The Expanded Access Program (sometimes referred to as “Compassionate Use”) may be a potential pathway for a patient (specific population or group) with an immediately life-threatening condition or serious disease or condition to gain access to an investigational product candidate for treatment outside of a clinical trial.
General Criteria
Emergent approaches the expanded use of our investigational products under the following considerations and criteria on a case-by-case basis:
The patient has a serious or immediately life-threatening disease or condition for which there is no comparable or satisfactory alternative therapy to treat the disease or condition
There are no available clinical trials, or the patient is ineligible for participation in available clinical trials and has exhausted all other available therapies
The potential benefit justifies the potential risk of the treatment and the potential risks are not unreasonable in the context of the disease or condition to be treated; sufficient clinical data has been evaluated to ensure the proper dose and duration is considered safe and demonstrates preliminary evidence of effectiveness
Providing the investigational product for the requested use will not interfere with the initiation, conduct, or completion of clinical investigations that could support marketing approval of the Expanded Access use or otherwise compromise the potential development of the expanded access use
The treating physician is willing to open an Investigator IND with the FDA
The program must be compliant with local laws and regulations
The program will be discontinued as soon as reasonably appropriate once the product is approved by regulatory agency(ies).
Contact Information
A treating physician may contact us for questions or requests regarding our Expanded Access program as follows:
Submit questions or information to: Expandedaccess@ebsi.com
Additional information may be obtained from the U.S. Food and Drug Administration: https://www.fda.gov/downloads/newsevents/publichealthfocus/expandedaccesscompassionateuse/ucm504494.pdf
Requests should include sufficient information and details to facilitate Emergent’s evaluation of the request. Contact information must be provided to ensure Emergent is able to communicate with the treating physician, (include phone number, email address and address). The requestor, i.e., treating physician, must be willing to submit an Investigator IND, as appropriate, should the request be granted.
Receipt of all requests will be acknowledged within 3 – 5 business days or as soon as possible if the request includes emergency use for an individual patient. The decision to provide the investigational product will be communicated by Emergent based on a thorough and impartial evaluation of the request.

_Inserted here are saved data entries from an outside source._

PR #1316, opened 2019-11-28
Ensure `setup.py` works again

Blaisorblade:
While `pip3 install .` still works, `python3 setup.py install` does not (and
ditto for Python2), because subpackages of `pygments` don't get installed. Even
running `find_packages` on its own has consistent behavior:

```
$ python3
>>> from setuptools import setup, find_packages
>>> find_packages(exclude=['tests'])
['pygments', 'pygments.filters', 'pygments.lexers', 'pygments.formatters', 'pygments.styles']
>>> find_packages(include=['pygments'])
['pygments']
```

The bug seems to have been introduced in
8d0828bbfc5b8deb7525a19e1037704f644563da.

Tested on macOS 10.14 with Homebrew Python 2.7.17 and 3.7.5.

I'm no Python expert, but my fix is based on examples in https://setuptools.readthedocs.io/en/latest/setuptools.html#using-find-packages.

That `packages` does not recurse automatically is made clear by distutils docs:
https://docs.python.org/3.7/distutils/setupscript.html#listing-whole-packages.

### DIFF
--- a/setup.py
+++ b/setup.py
@@ -33,7 +33,7 @@ setup(
     description = 'Pygments is a syntax highlighting package written in Python.',
     long_description = __doc__,
     keywords = 'syntax highlighting',
-    packages = find_packages(include=['pygments']),
+    packages = find_packages(exclude=['tests']),
     entry_points = {
         'console_scripts': ['pygmentize = pygments.cmdline:main'],
     },


birkenfeld:
I tested this and was able to `setup.py install` fine inside a virtualenv, and all the subpackages were installed, and `pygmentize` worked.

But I only tested Py3.6 and a newish version of setuptools, so there might be some version specifics going on, and obviously you're right that `packages` lists have to be comprehensive.

So I'll give in and use `exclude` after all.

birkenfeld:
2.5.2 is released with this change.

Anteru:
Uh, should this be maybe `include=["pygments.*", "pygments"]`? Does that work? Reading the documentation, that should do it. For exclusion, it should be `["tests", "tests.*"]` -- see https://setuptools.readthedocs.io/en/latest/setuptools.html#using-find-packages.

@birkenfeld Do you want to change this yet again or leave as is?

birkenfeld:
Feel free :)

Anteru:
Ok :)

Anteru:
Should be fixed for real in 01f05b4dc5155745d401f31545fc1a089e8a3710. Tried it locally using Python 2.7.

birkenfeld:
No need for a new release this time.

If you are a Healthcare Professional who would like to request compassionate use of an Emergent investigational medicine, please contact us at Expandedaccess@ebsi.com.
In order to handle your enquiry, we are required to record and maintain the personal information that you have provided to us. This may include your name and contact details. This personal information will be processed solely for the purpose of dealing with your enquiry and retained in accordance with our Privacy Policy. More detailed information on the processing of your personal information is available from our Privacy Policy available at http://emergentbiosolutions.com/privacy-policy.
Available Clinical Trials
Available Clinical Trials may be referenced through https://clinicaltrials.gov/ or other regional public registries.
This website and policy will be updated with a hyperlink or other reference to the expanded access record on clinicaltrials.gov after such record becomes active.